Dropped behind enemy lines in advance of D-Day, a small group of American soldiers are tasked with destroying a Nazi radio post housed atop an old French church. But what the squad discovers is far worse. The Nazis are experimenting with methods of reanimating corpses to build an undead army. “A thousand year Reich needs a thousand year soldier,” a Nazi officer casually explains at one point. Needless to say, the squad’s mission has just expanded its scope somewhat to destroying the Nazi laboratory and bringing an end to their experiments.

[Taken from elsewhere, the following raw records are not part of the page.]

PR #802, opened 2022-04-20
release: sourcegraph@3.39.0

keegancsmith:
This pull request is part of the Sourcegraph 3.39.0 release.

* [Release batch change](https://k8s.sgdev.org/organizations/sourcegraph/batch-changes/release-sourcegraph-3.39.0)
* [Tracking issue](https://github.com/sourcegraph/sourcegraph/issues/32836)

### :warning: Additional changes required

These steps must be completed before this PR can be merged, unless otherwise stated. Push any required changes directly to this PR branch.

- [x] Follow the [release guide](https://github.com/sourcegraph/deploy-sourcegraph-docker/blob/master/RELEASING.md) to complete this PR 

cc @keegancsmith

### Test plan

CI checks in this repository should pass, and a manual review should confirm if the generated changes are correct.

### DIFF
--- a/docker-compose/db-only-migrate.docker-compose.yaml
+++ b/docker-compose/db-only-migrate.docker-compose.yaml
@@ -12,7 +12,7 @@ services:
   #
   pgsql:
     container_name: pgsql
-    image: 'index.docker.io/sourcegraph/postgres-12-alpine:135107_2022-03-03_9498a8bd3366@sha256:e26b159dc7c0c47d136886390c899816e669a3c2c1ead689bdad0b610364e45e'
+    image: 'index.docker.io/sourcegraph/postgres-12-alpine:3.39.0@sha256:ab88bfe18a8cded3f1ac653ab9b314b4a22a1b96fef5b9bff462ece2ff912559'
     cpus: 4
     mem_limit: '2g'
     healthcheck:
@@ -29,7 +29,7 @@ services:
 
   codeintel-db:
     container_name: codeintel-db
-    image: 'index.docker.io/sourcegraph/codeintel-db:insiders@sha256:cd901b1180229101cc8c6deebda24c14f6224295cd2153cafe0665199499c342'
+    image: 'index.docker.io/sourcegraph/codeintel-db:3.39.0@sha256:1a6038e7f6fa58295b208a1034f6370a9889f571ba41d905a9bebc1d5601cc40'
     cpus: 4
     mem_limit: '2g'
     healthcheck:
--- a/docker-compose/docker-compose.yaml
+++ b/docker-compose/docker-compose.yaml
@@ -13,7 +13,7 @@ services:
   # for this container will need to be updated to reflect the new connection information.
   migrator:
     container_name: migrator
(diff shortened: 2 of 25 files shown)


keegancsmith:
> Smoke test: ensure Docker Compose upgrades work
> ⚠️ This test now runs in Buildktie, in the qa pipeline under the Sourcegraph Upgrade step, you can validate [the results of the CI run](https://buildkite.com/sourcegraph)

This pipeline doesn't seem to have had tests in a long time. Is this still accurate? cc @caugustus-sourcegraph @camdencheek

caugustus-sourcegraph:
@keegancsmith - Ugh, no, that's not accurate at all. Ignore everything about that page except what's listed in https://github.com/sourcegraph/deploy-sourcegraph-docker/blob/master/RELEASING.md#releasing-pure-docker.

The CI tests you'll want to check are automatically run on each PR and block you from merging until they're successful (this pipeline https://buildkite.com/sourcegraph/deploy-sourcegraph-docker).

keegancsmith:
@camdencheek I noticed in your deploy-sourcegraph-docker change you didn't include `prometheus/prometheus_targets.yml` changes. But I think those are config files that are part of the upgrade? I'm gonna include them in mine, can adjust.

camdencheek:
That sounds correct. That sounds like an oversight on my part.

caugustus-sourcegraph:
@keegancsmith - I think mentioning [this line](https://github.com/sourcegraph/deploy-sourcegraph-docker/commit/8cbf2865535f67a108d4091db19a3b733ca24a71#diff-916162e35509bb582798c4306953fec9f43779d82420cb4435576e2873869f78R17) in particular is worthwhile, since it edits a config file in-place and customers might prefer to do that themselves. The intent is they need to remove timescaledb from the `shared_preload_libraries` of their codeinsights postgres config.

We probably shouldn't include the prometheus changes at all - they're updating the targets to point to some database exporters that don't run in pure-docker, so that will never work. I don't think it matters too much though, the customer we know uses this has their own monitoring setup.

keegancsmith:
> @keegancsmith - I think mentioning [this line](https://github.com/sourcegraph/deploy-sourcegraph-docker/commit/8cbf2865535f67a108d4091db19a3b733ca24a71#diff-916162e35509bb582798c4306953fec9f43779d82420cb4435576e2873869f78R17) in particular is worthwhile, since it edits a config file in-place and customers might prefer to do that themselves. The intent is they need to remove timescaledb from the `shared_preload_libraries` of their codeinsights postgres config.

@caugustus-sourcegraph will do

> We probably shouldn't include the prometheus changes at all - they're updating the targets to point to some database exporters that don't run in pure-docker, so that will never work. I don't think it matters too much though, the customer we know uses this has their own monitoring setup.

aah I didn't realise prometheus wasn't included. I'm happy to undo that change. There is a fun branch protection rule preventing me from force pushing to the customer replica branch, luckily I am an admin and can override it for now.

caugustus-sourcegraph (approved):

caugustus-sourcegraph:
@keegancsmith Nah, don't worry about it - the prometheus config was already broken, and I doubt it's really used directly. More likely it's just a reference for the customer so they know to check their own configuration.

Overlord is a pulpy, exploitation B-movie given a shiny A-movie gloss thanks to the resources of producer J. J. Abrams’ Bad Robot production company. The movie definitely has its thrills and chills. The film’s opening parachute mission into enemy territory is effective with director Julius Avery giving the pre-attack scenes in the belly of the flying fortress a claustrophobia that sets up and compounds the real-world fear of dying once the Germans open fire on the convoy of planes. Avery quickly follows that up by following one of the soldiers, Boyce (Jovan Adepo) right out of the plane and all the way down as he fumbles for his rip cord before deploying his parachute just in time to keep from fatally splashing down in a lake. It may not have the realism of the HALO jump from last summer’s Mission: Impossible – Fallout but it is a lot more thrilling sequence.
But from here, though, things kind of settle down and never get to the energetic level of the film’s opening. There is a taut sequence when the Germans are searching the house where our heroes are hiding out in, but it is nothing that wasn’t done better in something like Quentin Tarantino’s Inglorious Basterds. And there’s plenty of running from zombies and Nazis and zombie Nazis. And there are some good scares and a bit of gore, but nothing that really pushes the film’s genre boundaries in any appreciable way.

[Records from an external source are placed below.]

PR #804, opened 2022-04-23
Fix cadvisor unable to report oomkill events

michaellzc:
context: https://sourcegraph.slack.com/archives/C02Q9G9A59S/p1650667926243749?thread_ts=1650662753.412789&cid=C02Q9G9A59S

on managed instances, all cadvisor is reporting such an error
```sh
$ docker logs cadvisor 2>&1  | grep "OOM"
W0420 16:11:04.614936       1 manager.go:296] Could not configure a source for OOM detection, disabling OOM events: open /dev/kmsg: no such file or directory
```

We think this is the cause of `container_oom_events_total` is always zero.

### Checklist

### Test plan

Pending for validation https://github.com/sourcegraph/deploy-sourcegraph-managed/pull/444

it works

CleanShot 2022-04-25 at 17 39 58

### DIFF
--- a/docker-compose/docker-compose.yaml
+++ b/docker-compose/docker-compose.yaml
@@ -491,6 +491,11 @@ services:
     image: 'index.docker.io/sourcegraph/cadvisor:insiders@sha256:3544dba5cd99c429ac62f4773454c8406abe126ba340f34e457b38d828c63395'
     cpus: 1
     mem_limit: '1g'
+    # You may set `privileged` to `false and `cadvisor` will run with reduced privileges.
+    # `cadvisor` requires root privileges in order to display provisioning metrics.
+    # These metrics provide critical information to help you scale the Sourcegraph deployment.
+    # If you would like to bring your own infrastructure monitoring & alerting solution,
+    # you may want to remove the `cadvisor` container completely 
     privileged: true
     volumes:
       - '/:/rootfs:ro'
--- a/docker-compose/docker-compose.yaml
+++ b/docker-compose/docker-compose.yaml
@@ -491,6 +491,7 @@ services:
     image: 'index.docker.io/sourcegraph/cadvisor:insiders@sha256:3544dba5cd99c429ac62f4773454c8406abe126ba340f34e457b38d828c63395'
     cpus: 1
     mem_limit: '1g'
+    privileged: true
     volumes:
       - '/:/rootfs:ro'
       - '/var/run:/var/run:ro'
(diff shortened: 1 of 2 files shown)


michaellzc:
Current dependencies on/for this PR:
* master
  * **PR #804** <a href="https://app.graphite.dev/github/pr/sourcegraph/deploy-sourcegraph-docker/804" target="_blank">Graphite</a>  (this PR)

This comment was auto-generated by [Graphite](https://app.graphite.dev/github/pr/sourcegraph/deploy-sourcegraph-docker/804?utm_source=stack-comment).

docker-compose/docker-compose.yaml
```diff
@@ -499,6 +500,8 @@ services:
       - '/dev/disk/:/dev/disk:ro'
       # Uncomment to enable container monitoring on MacOS
       # - '/var/run/docker.sock:/var/run/docker.sock:ro'
+    devices:
+      - '/dev/kmsg'
```
michaellzc, line 504: all flags are documented here https://github.com/google/cadvisor/blob/master/README.md#quick-start-running-cadvisor-in-a-docker-container

these two flags were not in the readme when MI was invented in the first place (I think) and that's how we missed them

https://github.com/google/cadvisor/issues/2150
https://github.com/google/cadvisor/pull/2545

docker-compose/docker-compose.yaml
```diff
@@ -491,6 +491,7 @@ services:
     image: 'index.docker.io/sourcegraph/cadvisor:insiders@sha256:3544dba5cd99c429ac62f4773454c8406abe126ba340f34e457b38d828c63395'
     cpus: 1
     mem_limit: '1g'
+    privileged: true
```
michaellzc, line 494: I suppose some users would be worried with privileged (root) container, anything we can do to address future concern?

caugustus-sourcegraph: Maybe add a comment saying it can be set to false, in case anyone has concerns? More likely they'd just disable cadvisor entirely but it can't hurt.

caugustus-sourcegraph (approved):
Nice! Does deploy-sourcegraph need a similar change? Or pure-docker?

docker-compose/docker-compose.yaml
michaellzc, line 494:
```suggestion
    # You may set `privileged` to `false and `cadvisor` will run with reduced privileges.
    # `cadvisor` requires root privileges in order to display provisioning metrics.
    # These metrics provide critical information to help you scale the Sourcegraph deployment.
    # If you would like to bring your own infrastructure monitoring & alerting solution,
    # you may want to remove the `cadvisor` container completely 
    privileged: true
```

caugustus-sourcegraph (approved):

michaellzc:
> Nice! Does deploy-sourcegraph need a similar change? Or pure-docker?

Just added the changes for pure-docker as well

for k8s, we should be able to get it working https://stackoverflow.com/a/59291859, but it will wait until later this week or next week.

daxmc99 (approved):

PR #805, opened 2022-04-25
Clarify db-only-migrate.docker-compose.yaml

Kelvin-Lee:
Wondering if this very, very small change is more correct. There are technically now two services in this file, right? And they're both postgres? If the change is more correct, then I will also create the same change for our Kubernetes repo.

### Checklist

* [x] Sister [deploy-sourcegraph](https://github.com/sourcegraph/deploy-sourcegraph) change: Not applicable.
### Test plan
None. Though confidence gained from [Slack thread](https://sourcegraph.slack.com/archives/C02E4HE42BX/p1650918019969739), between myself and @kevinwojo .

### DIFF
--- a/docker-compose/db-only-migrate.docker-compose.yaml
+++ b/docker-compose/db-only-migrate.docker-compose.yaml
@@ -1,4 +1,4 @@
-# This file contains only the pgsql service definition, and is used during
+# This file contains the pgsql service definitions, and is used during
 # the sourcegraph/server -> docker-compose migration process.
 #
 # 🚨This file MUST be kept in sync with the pgsql definition in docker-compose/docker-compose.yaml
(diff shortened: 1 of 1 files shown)


docker-compose/db-only-migrate.docker-compose.yaml
```diff
@@ -1,4 +1,4 @@
-# This file contains only the pgsql service definition, and is used during
+# This file contains the pgsql service definitions, and is used during
```
caugustus-sourcegraph, line 1: Maybe database instead of pgsql? _Technically_ pgsql refers specifically to the main SG database deployment, and codeintel-db is a separate postgres deployment.

Kelvin-Lee:
Hey @caugustus-sourcegraph , looks like this need a formal review. Kevin and I chatted a bit [here](https://sourcegraph.slack.com/archives/C02E4HE42BX/p1650918796181309?thread_ts=1650918019.969739&cid=C02E4HE42BX), for extra context. I think it's all good to go, just a tiny change.

caugustus-sourcegraph (approved):
👍  Thanks for the fix!

Kelvin-Lee:
Made a new commit, @caugustus-sourcegraph 😅 Let me know if we should:

(a) Go back to the original fix (just changing "definition" -> "definitions")
(b) This new commit is fine.
(c) If you want to write the commit instead with your expert wording 😄

PR #719, opened 2016-02-29
Fix for PathTests Segements property test

### LINKED ISSUE #718: Path segment bug (or test bug, choose your own adventure!)
Found a bug in either the `Cake.Core.IO.Path` segments calculation *or* the `PathTests.TheSegmentsProperty.Should_Return_Segments_Of_Path()` test.

The test is a theory,  but the data isn't used in the test - instead it uses a hardcoded path:
```
[Theory]
[InlineData("Hello/World")]
[InlineData("/Hello/World")]
[InlineData("/Hello/World/")]
[InlineData("./Hello/World/")]
public void Should_Return_Segments_Of_Path(string pathName)
{
    // Given
    var path = new TestingPath("Hello/World");

    // When, Then
    Assert.Equal(2, path.Segments.Length);
    Assert.Equal("Hello", path.Segments[0]);
    Assert.Equal("World", path.Segments[1]);
}
```

So that's obviously wrong. When you change the test to use `pathName`, "/Hello/World" and "/Hello/World/" fail because the segment logic looks like this:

And while horror aficionados may come away a bit disappointed, there is still some interesting thematic material to dig through. The film starts off using some conventional war movie tropes – the nervous first-timer, the getting-to-know-the-squad scene which is obviously setting up a few of them to die later, the tough sergeant who offers brusque words of wisdom before the attack begins. It pretty much follows through with the standard men-on-a-mission formula all the way through to the reveal of what the Nazis are really up to in their underground laboratories. Here, the movie owes another debt to Tarantino, this time in the form of a similar genre pivot at the end of the first act that can be found in his script for the Robert Rodriquez film From Dusk Til Dawn.

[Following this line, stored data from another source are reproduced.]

Issue #695, opened 2016-02-16
Add SpecFlow support


mholo65:
Add support for [SpecFlow](https://github.com/techtalk/SpecFlow). Commands should contains features like running tests (via NUnit/MSTest/xUnit) and generating reports.

I'm willing to implement and send a PR if it's suitable for Cake.Common.

gep13:
@mholo65 thanks for reaching out!

Yes, we agree that this would be a good addition for Cake.Common.  If you are in a position to get that working, we would gladly accept a PR for this.

devlead:
Fixed by #727

mholo65:
Thanks for merging. What about adding label and milestone to issue?

devlead:
@mholo65 added :+1:  It's merged so it'll be in the next one :wink:

PR #727, opened 2016-03-01
Added SpecFlow support

mholo65:
Added support for SpecFlow. Solves issue #695

At first I thought it would be nice if SpecFlow tool could intercept the Unit Test runner (NUnit/MSTest) just like OpenCover/DotCover, but SpecFlow sets some requirements on the arguments for the Unit Test runner. So it might be simpler to leave it as is.

Unit Tests still to be written.

### DIFF
--- a/src/Cake.Common/Tools/SpecFlow/TestExecutionReport/SpecFlowTestExecutionReporter.cs
+++ b/src/Cake.Common/Tools/SpecFlow/TestExecutionReport/SpecFlowTestExecutionReporter.cs
@@ -1,0 +1,114 @@
+using System;
+using System.Linq;
+using System.Text.RegularExpressions;
+using Cake.Common.Diagnostics;
+using Cake.Core;
+using Cake.Core.IO;
+
+namespace Cake.Common.Tools.SpecFlow.TestExecutionReport
+{
+    /// <summary>
+    /// SpecFlow MSTest execution report runner.
+    /// </summary>
+    public sealed class SpecFlowTestExecutionReporter : SpecFlowTool<SpecFlowTestExecutionReportSettings>
+    {
+        private readonly ICakeEnvironment _environment;
+
+        /// <summary>
+        /// Initializes a new instance of the <see cref="SpecFlowTestExecutionReporter" /> class.
+        /// </summary>
+        /// <param name="fileSystem">The file system.</param>
+        /// <param name="environment">The environment.</param>
+        /// <param name="processRunner">The process runner.</param>
+        /// <param name="globber">The globber.</param>
+        public SpecFlowTestExecutionReporter(
+            IFileSystem fileSystem,
+            ICakeEnvironment environment,
+            IProcessRunner processRunner,
+            IGlobber globber)
+            : base(fileSystem, environment, processRunner, globber)
+        {
+            _environment = environment;
+        }
+
+        /// <summary>
+        /// Runs SpecFlow Test Execution Report with the specified settings.
+        /// </summary>
+        /// <param name="context">The context.</param>
+        /// <param name="action">The action.</param>
+        /// <param name="projectFile">The project file path.</param>
+        /// <param name="settings">The settings.</param>
+        public void Run(ICakeContext context,
+            Action<ICakeContext> action,
+            FilePath projectFile,
+            SpecFlowTestExecutionReportSettings settings)
+        {
+            if (context == null)
+            {
+                throw new ArgumentNullException("context");
+            }
+            if (action == null)
+            {
+                throw new ArgumentNullException("action");
+            }
+            if (projectFile == null)
+            {
+                throw new ArgumentNullException("projectFile");
+            }
+            if (settings == null)
+            {
+                throw new ArgumentNullException("settings");
+            }
+
+            // Run the tool using the interceptor.
+            var interceptor = InterceptAction(context, action);
+
+            // Get / Verify Arguments
+            var builder = GetArguments(interceptor, settings, projectFile);
+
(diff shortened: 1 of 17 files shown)


patriksvensson:
@mholo65 I see.

Couldn't you use an interceptor but have different settings classes? You could then let the settings classes like `NUnitSpecFlowSettings`/`XUnitSpecFlowSettings` (which all derive from `SpecFlowSettings`) validate and render the arguments for the SpecFlow tool runner.

mholo65:
@patriksvensson That could actually work.

By intercepting the tool, there shouldn't be any need for separate MSBuild/NUnit/XUnit aliases nor separate Settings classes, one alias for [Test Execution reports](https://github.com/techtalk/SpecFlow/wiki/Reporting#test-execution-report) should be enough.

Example:
```csharp
public static void SpecFlowExecutionReport(
       Action<ICakeContext> action,
       FilePath projectFile,
       SpecFlowSettings settings
)
```
The SpecFlow runner should intercept the action (accepting only NUnit/MSTest/XUnit), examine the arguments (and throw exception/try to fix if invalid) and set SpecFlow parameters accordingly.

We'll still need an separate alias for the [Step Definition Report](https://github.com/techtalk/SpecFlow/wiki/Reporting#step-definition-report) though.

patriksvensson:
@mholo65 Sounds good to me. Implementing the step definition report should probably be done in a separate PR though?

mholo65:
@patriksvensson could be a separate PR. altough I've implemented it already in this PR :)

patriksvensson:
@mholo65 Ah, but then proceed as normal :smile:

mholo65:
@patriksvensson that should be it! Could You have a look? When ok, I'll rebase.

patriksvensson:
@mholo65 Sure, I'll take a look later tonight.

src/Cake.Common/Tools/SpecFlow/TestExecutionReport/SpecFlowTestExecutionReporter.cs
```diff
@@ -0,0 +1,220 @@
...
+                var testLabelsMatch = Regex.Match(arguments, "--labels=All", RegexOptions.IgnoreCase);
+
+                if (!testLabelsMatch.Success)
+                {
+                    throw new CakeException("NUnit3 must contain argument \"--labels=All\"");
+                }
+            }
+            else if (executable.IndexOf("xunit", StringComparison.OrdinalIgnoreCase) >= 0)
+            {
+                builder.Append("nunitexecutionreport");
```
patriksvensson: Is this correct?

src/Cake.Common/Tools/SpecFlow/TestExecutionReport/SpecFlowTestExecutionReporter.cs
```diff
@@ -0,0 +1,220 @@
...
+
+                // Set the project file
+                builder.AppendQuoted(projectFile.MakeAbsolute(_environment).FullPath);
+
+                // Set the test result
+                var arguments = GetToolArguments(context);
+
+                var xmlTestResultMatch = Regex.Match(arguments, "-nunit\\s+((?:\".+?\"|.*))", RegexOptions.IgnoreCase);
```
patriksvensson: Is this correct?

src/Cake.Common/Tools/SpecFlow/TestExecutionReport/SpecFlowTestExecutionReporter.cs
```diff
@@ -0,0 +1,220 @@
...
+
+                if (xmlTestResultMatch.Success && xmlTestResultMatch.Groups[1].Success)
+                {
+                    builder.AppendSwitch("/xmlTestResult", ":", xmlTestResultMatch.Groups[1].Value);
+                }
+                else
+                {
+                    throw new CakeException("XUnit2 must contain argument \"-nunit <filename>\"");
```
patriksvensson: Is this correct?

src/Cake.Common/Tools/SpecFlow/TestExecutionReport/SpecFlowTestExecutionReporter.cs
```diff
@@ -0,0 +1,220 @@
...
+        private ProcessArgumentBuilder GetArguments(
+            SpecFlowContext context,
+            SpecFlowTestExecutionReportSettings settings,
+            FilePath projectFile)
+        {
+            var builder = new ProcessArgumentBuilder();
+
+            var executable = context.FilePath.ToString();
+
+            if (executable.IndexOf("mstest", StringComparison.OrdinalIgnoreCase) >= 0)
```
patriksvensson: Maybe move the content of the three if-statements to their own methods in a separate static class. Would make it easier to follow the code. What do you think?

patriksvensson:
@mholo65 Left some minor comments, but other than that it looks good to me.

@devlead @gep13 Any other comments about this one?

mholo65:
@patriksvensson SpecFlow is able to parse test results from either MSTest or NUnit (v2), thus making it compatible with xUnit if the runner is configured to write output in NUnit (v2) format. See #729 

The three if-statements could be moved to a separate internal class to enhance readability/maintainability. I will do this + add code examples to documentation for aliases.

Any other comments from @devlead or @gep13?

mholo65:
@patriksvensson Rebased and moved the argument generation based on Unit Test provider to a separate class.

devlead:
LGTM :+1: I'll do some local testing and then merge if those go ok.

The film’s screenplay does offer up a few things to ruminate on between the scares. Although Boyce is a relative newcomer to the battlefield, he tells Corporal Ford that he will be ready to do what needs to be done when the time comes. However, he strongly objects when Ford later severely beats and tortures a Nazi soldier for information. This layer of moral complexity feels right for a film set in the midst of World War Two, even if it is something we generally don’t see in genre zombie films. And that is what helps give this film an edge of more pedestrian, escapist fare in a similar vein.